* **Task instructions**
When you reach the records, transcribe each one exactly.
_ _ _
PR #1293, opened 2023-04-13
Export "an exception was thrown"

caraitto:
***
<a href="https://whatpr.org/webidl/1293.html" title="Last updated on Apr 13, 2023, 7:59 PM UTC (3bdbc1e)">Preview</a> | <a href="https://whatpr.org/webidl/1293/a35410d...3bdbc1e.html" title="Last updated on Apr 13, 2023, 7:59 PM UTC (3bdbc1e)">Diff</a>

### DIFF
--- a/index.bs
+++ b/index.bs
@@ -14289,7 +14289,7 @@ must propagate to the caller, and if
 not caught there, to its caller, and so on.
 
 Per [[#conventions]], an algorithm specified in this document may intercept thrown exceptions, either by specifying
-the exact steps to take if <dfn>an exception was thrown</dfn>, or by explicitly handling [=abrupt completions=].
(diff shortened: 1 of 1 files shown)


jyasskin:
This is for use in https://github.com/WICG/turtledove/pull/538.

domenic:
This was intended to be used internal to Web IDL only, which deals with some of the complexities surrounding ECMAScript vs. Web IDL exceptions. However, new specs (and indeed most of Web IDL itself, 3 instances aside) tend to just use "catch any exceptions", as explained in https://infra.spec.whatwg.org/#algorithm-control-flow .

So, I'd rather remove this term from the ecosystem, than encourage its spread.

jyasskin:
FWIW, using Infra's "catch" works for me. FYI @domfarolino. Should we `<dfn>` that "catch"?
_ _ _
* **Solution for this task**
PR #1293, opened 2023-04-13
Export "an exception was thrown"

caraitto:
***
<a href="https://whatpr.org/webidl/1293.html" title="Last updated on Apr 13, 2023, 7:59 PM UTC (3bdbc1e)">Preview</a> | <a href="https://whatpr.org/webidl/1293/a35410d...3bdbc1e.html" title="Last updated on Apr 13, 2023, 7:59 PM UTC (3bdbc1e)">Diff</a>

### DIFF
--- a/index.bs
+++ b/index.bs
@@ -14289,7 +14289,7 @@ must propagate to the caller, and if
 not caught there, to its caller, and so on.
 
 Per [[#conventions]], an algorithm specified in this document may intercept thrown exceptions, either by specifying
-the exact steps to take if <dfn>an exception was thrown</dfn>, or by explicitly handling [=abrupt completions=].
(diff shortened: 1 of 1 files shown)


jyasskin:
This is for use in https://github.com/WICG/turtledove/pull/538.

domenic:
This was intended to be used internal to Web IDL only, which deals with some of the complexities surrounding ECMAScript vs. Web IDL exceptions. However, new specs (and indeed most of Web IDL itself, 3 instances aside) tend to just use "catch any exceptions", as explained in https://infra.spec.whatwg.org/#algorithm-control-flow .

So, I'd rather remove this term from the ecosystem, than encourage its spread.

jyasskin:
FWIW, using Infra's "catch" works for me. FYI @domfarolino. Should we `<dfn>` that "catch"?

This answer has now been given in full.